“Snapping turtles, embodiment of turtles who shared the earth with the dinosaurs for a time and are now obliged to share it with the human species, might well report that the former companions were far less stressful.”Carroll DM 1996The Year of the Turtle: A natural history. St. Martin’s Griffin, New York
The earliest known turtle fossils have been dated to 220 million years ago. Whilst the snapping turtle we know today evolved 40 million years ago they are still the closest we have to the first turtles. To put that into context woolly mammoths were around until 4000 years, our species of human first evolved around 200 000 years ago, in fact the dinosaurs appeared around the same time as the turtles (around 230 million years ago) but were wiped out 66 million years ago.
Snapping turtles are often referred to as living fossils, they’ve tucked themselves into the mud of rivers and watched species come and go, the continents move, and in their recent history a species of apes climb out of the trees venture across the plains and start building civilisations. Those apes, us humans, are now the largest threat to these animals that survived a six mile wide meteorite strike that wiped off most of the life on Earth. The Snapping turtle is the ancestor of around 80% of all turtles we know today.
There are two main types of snapping turtle kept in the aquarium, the Common Snapping Turtle and the Alligator Snapping Turtle.
Maximum Size: Up to a maximum of 50 cm, although it can take many decades to reach this size.
Weight: The heaviest wild specimen ever caught weighed 34kg, although a 39kg individual is known from captivity, although this was due to over feeding, in short it was fat.
Maximum size: The maximum recorded length is 80 cm, although a maximum of 65 cm is more common.
Weight: There is an unverified legend that in 1937 a 183 kg turtle was caught in Kansas.

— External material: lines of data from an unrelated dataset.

Issue #15426, opened 2021-04-05
Mention correct file name to update security salt


karmicdice:
This is a (multiple allowed):

* [ ] bug
* [ ] enhancement
* [ ] feature-discussion (RFC)

* CakePHP Version: 4.2.5
* Platform and Target: Apache2, Ubuntu, php 8.0

### What you did
Loaded cakephp using `composer create-project cakephp/app <project>`

### What happened
It threw a notice asking to change Security.sale in app.php file.

### What you expected to happen
It should say app_local.php (since it gets overwritten).

I kept changing the Security['salt'] in app.php but it never picked up, turns out the real to update where change happens is app_local.php

PR #15427, opened 2021-04-05
Re-worded to correct filename #15426

karmicdice:
Wrote the correct file to edit so that the notice goes away.


karmicdice:
Ref: https://github.com/cakephp/cakephp/issues/15426

markstory:
You'll need to rebase your changes on top of master. The 4.0.x branch is only used to do security releases for the 4.0 branch.

PR #15428, opened 2021-04-05
Update Debugger to reflect correct file name

karmicdice:
Ref: https://github.com/cakephp/cakephp/issues/15426


markstory:
Thanks :+1:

Although a more common maximum weight is 80 kg, it is worth noting that due to their slow growth it may be that
Diet: Snappers are omnivores, eating anything they can scavenge both plant and animal matter, they will also eat invertebrates, fish, frogs, reptiles, birds and small mammals. Provide a good quality pellet and carnivorous foods such as snails, fish (dead as opposed to live feeder fish) and earth worms.
Threats: As with most turtle species they are most vulnerable as eggs or hatchlings, when a variety of birds and mammals as well as other reptiles will predate them. As adults their main threat is from humans, in the form of habitat destruction, accidental killings, such as being run over on roads whilst moving from one waterway to another, or looking for a mate or nest site, and as a food source. In some states in America turtle farms exist to supply the meat trade, in one year alone one farm purchased 12 000 turtles that were trapped in the wild. Whilst they do raise and release hatchlings, the extremely slow growth rate of these animals means that they are starting to come to the attention of those that decide if a species is endangered or not.
Captive care: Taking on a snapping turtle is a huge decision to make, they get big, very big, since they can’t withdraw into their shells their best defence is a good offence, i.e. snapping at anything they see as a threat, they live a long time, possible up to 100 years, and there are few if any rescues able to take on a fully grown snapping turtle. They are definitely a beginners turtle, and unless you can guarantee that not only you can take care of the turtle for your entire life, but also your heirs as well.
Habitat: they need a large tub or tank, so that they can lay on the floor of their enclosure and stretch their necks up to breath. Aim for 20 litres of water per cm of straight shell length so an average 25cm specimen will need a 500 litre tank or tub. But remember that you won’t be able to have the water overly deep.
Despite their infrequent visits to land they should have a basking area and a basking lamp. As well as a UVB source, although some research shows that they can get their D£ through dietary means if you are careful with what you provide.
As hatchlings provide a well planted enclosure with plenty of cover as they can be nervous. They may eat some plants so provide duckweed and elodea or other plants you don’t mind being snacked upon.
Handling: Whilst the stories of snapping turtles breaking legs and removing fingers are highly exaggerated. They do have the reach and the power to inflict a nasty bite, be careful of putting your hand in the enclosure without making sure where your turtle is first. They are also not an animal that will appreciate being handled and there is no way that you will be able to let them wander out of their enclosure.
Water quality: These turtles are pretty close to the top of the messiest aquatic creatures around, use koi pond filters to keep the enclosure clean and do regular water changes. Aim for alkaline water as some keepers have reported excess shedding when keeping snappers in acidic water.
Keeping snappers is considered the pinnacle of turtle keeping for some keepers certainly the massive size of the enclosure, filtration and the turtle itself can be of putting for many. But if they are your dream turtle then prior planning and preparation can mean that you have an amazing piece of the past in your keeping. Just remember to leave them to someone in your will, there is a chance they will outlive you.